Peierls and Spin-Peierls Instabilities in the Per2[M(mnt)2] Series of One-Dimensional Organic Conductors; Experimental Realization of a 1D Kondo Lattice for M = Pd, Ni and Pt

We summarize structural instabilities exhibited by the one dimensional (1D) (arene)2X family of organic conductors in relation with their electronic and magnetic properties. With a charge transfer of one electron to each anion X these salts exhibit a quarter-filled (hole) conduction band located on the donor stacks. Compounds built with donors such as fluorenthene and perylene derivatives and anions X such PF6 or AsF6 exhibit a high temperature (TP~170K) conventional Peierls transition which is announced by a sizeable regime of 1D 2kF charge density wave fluctuations (kF is the Fermi wave vector of the 1D electron gas located on Per stacks).
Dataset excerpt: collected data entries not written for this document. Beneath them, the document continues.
PR #1438, opened 2021-09-10
[CIS-1157] Introduce linking delegate callbacks

b-onc:
These new delegate funcs will be called for any inserted/updated channels which is not linked to the controller's query. Users will have a way to link new/updated channels to the query, without the need for `NewChannelQueryUpdater`

### DIFF
--- a/Sources/StreamChat/Controllers/ChannelListController/ChannelListController.swift
+++ b/Sources/StreamChat/Controllers/ChannelListController/ChannelListController.swift
@@ -77,6 +77,7 @@ public class ChatChannelListController: DataController, DelegateCallable, DataSt
                 }
                 $0.controller(self, didChangeChannels: changes)
             }
+            self?.handleLinkedChannels(changes)
         }
 
         observer.onWillChange = { [weak self] in
@@ -90,6 +91,20 @@ public class ChatChannelListController: DataController, DelegateCallable, DataSt
             }
         }
 
+        return observer
+    }()
+    
+    lazy var updatedChannelObserver: ListDatabaseObserver<ChatChannel, ChannelDTO> = {
+        let observer = self.environment.createChannelListDatabaseObserver(
+            client.databaseContainer.viewContext,
+            ChannelDTO.channelsFetchRequest(notLinkedTo: query),
+            { $0.asModel() }
+        )
+        
+        observer.onChange = { [weak self] changes in
+            self?.handleUnlinkedChannels(changes)
+        }
+        
         return observer
     }()
     
@@ -181,6 +196,7 @@ public class ChatChannelListController: DataController, DelegateCallable, DataSt
         guard state == .initialized else { return }
         do {
             try channelListObserver.startObserving()
+            try updatedChannelObserver.startObserving()
             state = .localDataFetched
         } catch {
             state = .localDataFetchFailed(ClientError(with: error))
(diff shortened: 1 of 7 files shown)


Sources/StreamChat/Controllers/ChannelListController/ChannelListController.swift
```diff
@@ -93,6 +93,29 @@ public class ChatChannelListController: DataController, DelegateCallable, DataSt
...
     
+    lazy var updatedChannelObserver: ListDatabaseObserver<ChatChannel, ChannelDTO> = {
+        let request = NSFetchRequest<ChannelDTO>(entityName: ChannelDTO.entityName)
+        request.sortDescriptors = [ChannelListSortingKey.defaultSortDescriptor]
+        // Channels which are not linked to this query
+        request.predicate = NSCompoundPredicate(
+            notPredicateWithSubpredicate: NSPredicate(
+                format: "ANY queries.filterHash == %@", query.filter.filterHash
+            )
+        )
```
evsaev, line 104: Would be nice to have this predicate declared in `ChannelDTO` next to other ones 👍

Sources/StreamChat/Controllers/ChannelListController/ChannelListController.swift
```diff
@@ -93,6 +93,29 @@ public class ChatChannelListController: DataController, DelegateCallable, DataSt
...
+        
+        let observer = self.environment.createChannelListDatabaseObserver(
+            client.databaseContainer.viewContext,
+            request,
+            { $0.asModel() }
+        )
+        
+        observer.onChange = { [unowned self] changes in
+            handleUpdatedChannels(changes)
+        }
```
evsaev, line 114:
```suggestion
        observer.onChange = { [weak self] changes in
            self?.handleUpdatedChannels(changes)
        }
```

Sources/StreamChat/Controllers/ChannelListController/ChannelListController.swift
```diff
@@ -196,6 +220,33 @@ public class ChatChannelListController: DataController, DelegateCallable, DataSt
...
+    private func handleUpdatedChannels(_ changes: [ListChange<ChatChannel>]) {
+        let channels = changes.compactMap { change -> ChatChannel? in
+            switch change {
+            case let .insert(channel, _):
+                return (delegate?.controller(self, shouldLinkNewChannel: channel) ?? false) ? channel : nil
+            case let .update(channel, _):
+                return (delegate?.controller(self, shouldLinkUpdatedChannel: channel) ?? false) ? channel : nil
+            default: return nil
+            }
+        }
```
evsaev, line 233: Should we wrap this with `delegateCallback` to make sure the delegate is invoked on callback queue?

Sources/StreamChat/Controllers/ChannelListController/ChannelListController.swift
```diff
@@ -286,6 +337,26 @@ public protocol ChatChannelListControllerDelegate: DataControllerStateDelegate {
...
+    
+    /// The controller asks the delegate if the newly updated `ChatChannel` should be linked to this Controller's query.
+    /// Defaults to `false`
+    /// - Parameters:
+    ///   - controller: The controller,
+    ///   - shouldLinkUpdatedChannel: The newly updated `ChatChannel` instance. This instance is not linked to the controller's query.
+    func controller(
+        _ controller: ChatChannelListController,
+        shouldLinkUpdatedChannel: ChatChannel
+    ) -> Bool
```
evsaev, line 359: I like it 👍 What if updated channel no longer matches the query, though? 🤔 Do we need:
```swift
func controller( _ controller: ChatChannelListController, shouldUnlinkUpdatedChannel: ChatChannel) -> Bool
```

evsaev (changes requested):

Sources/StreamChat/Controllers/ChannelListController/ChannelListController.swift
evsaev: One extra came to my mind: what if we give a `completion: (Bool) -> Void` to these methods? 🙂 Then we'll also cover use-cases when it's not possible to make a decision synchronously

Sources/StreamChat/Controllers/ChannelListController/ChannelListController.swift
b-onc: IMHO it's not needed, the same reason `completion` is not needed for this func: users should keep the processing to a minimum, we don't want them to make an API call for this, it'd just make stuff more complex

Sources/StreamChat/Controllers/ChannelListController/ChannelListController.swift
b-onc: users should keep the processing to a minimum, we don't want them to make an API call for this, it'd just make stuff more complex

`shouldUnlinkUpdatedChannel` is not needed for now

evsaev (dismissed):
👏 🚢

evsaev (approved):
🚢

PR #1440, opened 2021-09-10
[CIS-1152] Fix connection recovery

evsaev:
**This PR** fixes the way we sync data when connection comes back.

Connection recovery logic involves 2 steps:
1. calling `/sync` to get the events we've missed
2. re-fetching channel list queries to:
- get new channels
- pick up the latest ordering
- start watching the channels

**Step 1 (/sync)**

In `ConnectionRecoveryUpdater` when `connected` event is observed we call `/sync` endpoint with all locally existed channels and `lastSyncAt` date persisted in database. If `/sync` succeeds we apply the events we've received which makes locally existed channels up-to-date. If `/sync` fails, all locally existed channels are out-of-sync and we should reset it.

**Step 2 (re-fetching queries)**
When we refetch a first page of channels (with `.watch` option) from backend for the given `query`, we unlink all locally existed channels from a query and link only channels we received from backend (the first page). This guarantees the local channel list query matches the remote one. For local channels that were **synced** (on step 1) and returned from API we preserve the message history. If local channel was not synced OR not returned from API, the message history is cleared.

At the same time, we should gracefully handle channels that are being read (`Channel.isBeingRead` is set to `true` when channel is opened, and reset to `false` when it is closed). If a channel that is being read is synced and returned from API, we keep it's local history and make additional query with [`.watch, .presense`] options to start getting all the events. If a channel that is being read was not synced, we query is but then reset the local history (since it can be outdated) and save only message we received from API (the first page of messages).

### DIFF
--- a/Package.swift
+++ b/Package.swift
@@ -51,6 +51,7 @@ var streamChatSourcesExcluded: [String] { [
     "Database/DatabaseSession_Mock.swift",
     "Database/DatabaseSession_Tests.swift",
     "Database/DTOs/UserDTO_Tests.swift",
+    "Database/DTOs/ChannelListQueryDTO_Tests.swift",
     "Database/DTOs/ChannelMuteDTO_Tests.swift",
     "Database/DTOs/ChannelDTO_Tests.swift",
     "Database/DTOs/CurrentUserDTO_Tests.swift",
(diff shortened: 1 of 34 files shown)


evsaev:
Closing this since it's not gonna be merged. The decision on who should be responsible for syncing (channel list/channel controller or some background worker) and what should be the way of tracking active components (either persist in the db or store in-memory within the current session) have not been made yet. We'll keep working on this topic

Surprisingly, and probably because of the presence of a multi-sheet warped Fermi surface, the Peierls transition is considerably reduced in the perylene series α-(Per)2[M(mnt)2] where X is the dithiolate molecule with M=Au, Cu, Co and Fe. A special attention is devoted in this paper to physical properties of α-(Per)2[M(mnt)2] salts which with M=Pt, Pd and Ni incorporate segregated S=1/2 1D antiferromagnetic (AF) dithiolate stacks with 1D metallic Per stacks. We analyse conjointly the structural and magnetic properties of these salts in relation with the 1D spin-Peierls (SP) instability located on the dithiolate stacks. We show that the SP instability of the Pd and Ni derivatives occurs in the classical (adiabatic limit) while the SP instability of the Pt derivative occurs in the quantum (anti-adiabatic limit). Furthermore we show that in the Pd and Ni derivatives frustrated 1st neighbour direct and 2nd neighbour indirect (through a fine tuning with the mediated 2kF RKKY coupling interaction on Per stacks) AF interactions add their contribution to the SP instability to open a singlet-triplet gap. Our analysis of the data show unambiguously that magnetic α-(Per)2[M(mnt)2] salts are a typical realization of the physics predicted for two chain 1D Kondo lattices.